Stany będące producentami ropy naftowej utworzyły Oil States Advisory Committee (Komitet Doradczy Stanów Produkujących Ropę Naftową), który wkrótce przekształcił się w porozumienie międzystanowe. Pomagał mu „dobrowolny komitet” wyłoniony z Federalnego Urzędu ds. Oszczędności Zasobów Ropy Naftowej (Federal Oil Conservation Board). Niektórzy właściciele szybów naftowych unikali kontroli i lekceważyli przepisy, szmuglując świeżo wydobytą ropę naftową do innych stanów, ale tę „lukę” wolności zamknął Nowy Ład. Aby wzmocnić kartel naftowy, do ustawy budżetu federalnego na 1932 rok wpisano cło na importowaną ropę naftową i produkty pochodne. To spowodowało, że krajowy kartel osiągał lepsze wyniki, ale przyczyniło się również do spadku eksportu amerykańskiej ropy366. Oczywiście, może się wydawać dziwne, że ograniczenie importu wprowadza się w celu realizacji programu oszczędności [krajowego surowca], ale takie środki stosuje się do dziś. Gdyby rzeczywiście chodziło o oszczędność, to z pewnością wprowadzono by zachęty dla importerów, żeby zmniejszyć popyt na krajowy surowiec.

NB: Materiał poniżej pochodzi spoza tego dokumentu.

PR #471, opened 2023-01-09
Move test_plan_system to the correct location

noemifrisina:
Move test_plan_system.py from unit_tests/ to system_tests/

### To test:
1. Run system tests


DominicOram (approved):
Great, thank you!

PR #474, opened 2023-01-18
Move OAV centering plan to device_setup_plans

noemifrisina:
`oav_centering_plan.py` is a plan and not a device. Move from `devices` to `device_setup_plans`


dperl-dls (approved):
seems sensible

PR #483, opened 2023-01-23
Zocalo no longer returns reversed coordinates

rjgildea:
See python-dlstbx#196

### To test:
1. Test artemis X-ray centring with latest version of Zocalo X-ray centring service
2. Confirm that artemis moves to the correct location


dperl-dls (approved):
This seems fine, I am approving but not merging yet, for testing on Thursday as discussed

PR #491, opened 2023-01-24
#481 Add beamline field to graylog

### LINKED ISSUE #481: Log beamline in graylog
Other messages in graylog will give the beamline that they've come from. Artemis does not, making debugging a bit harder

DominicOram:
Fixes #481

### To test:
1. Run: 
```
source .venv/bin/activate
export BEAMLINE=i04-1
python -m artemis
```
1. Check the logs in https://graylog2.diamond.ac.uk/streams/631745613d8af00a49bfee55/search and confirm the latest log is from you and contains the expected beamline


noemifrisina (approved):
Looks good, Graylog returns the expected beamline and source.

dperl-dls (changes requested):
this test will break if merged with main because there is no corresponding entry in `get_beamline_prefixes()` for i04-1 and artemis will crash on launch with a not very helpful message

```    
...
File "/scratch/ziq44869/Development/python-artemis/src/artemis/experiment_plans/fast_grid_scan_plan.py", line 180, in create_devices
f"Creating devices for {prefixes.beamline_prefix} and {prefixes.insertion_prefix}"
AttributeError: 'NoneType' object has no attribute 'beamline_prefix'
```

so Must: handle this error more gracefully (eg "beamline environment variable is [i0xx]; no corresponding prefix found" or something) and
Should: add some more relevant beamlines which we are likely to use in the medium term

DominicOram:
I've added a sensible exception, I don't want to add additional beamlines as it gives an idea we support them, which we really don't yet

PR #492, opened 2023-01-24
438: Reset FGS position counter on start up

### LINKED ISSUE #438: Reset position counter before waiting on it
Following https://github.com/DiamondLightSource/python-artemis/issues/248 we added a wait earlier on in Artemis for the position counter to be reset. Currently on main this will always fail as the position counter never gets set to 0 before we wait on it.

Nie należy myśleć, że Hoover nie uczestniczył w tych działaniach. Wprowadzenie przymusowych ograniczeń produkcji ropy naftowej rozważał jeszcze przed wybuchem kryzysu. Prezydent anulował pozwolenia na odwierty na znacznych obszarach publicznych i wraz z sekretarzem ds. gospodarki zasobami (Secretary of Interior) Rayem Lymanem Wilburem przyczynił się do wprowadzenia wielu stanowych przepisów o „oszczędności zasobów”. Hoover i Wilbur wywierali też naciski na właścicieli pól naftowych sąsiadujących z terenami publicznymi, by ograniczyli wydobycie ropy naftowej Pod koniec 1931 roku, kiedy zbliżała się kolejna sesja Kongresu, kraj, a właściwie świat pogrążył się na dobre w kryzysie – i polityki, i ideologii. Depresja, która trwała tak długo, pogłębiała się zarówno w Ameryce, jak i na świecie. Był to podatny grunt dla „Nowego Ładu Hoovera” z 1932 roku.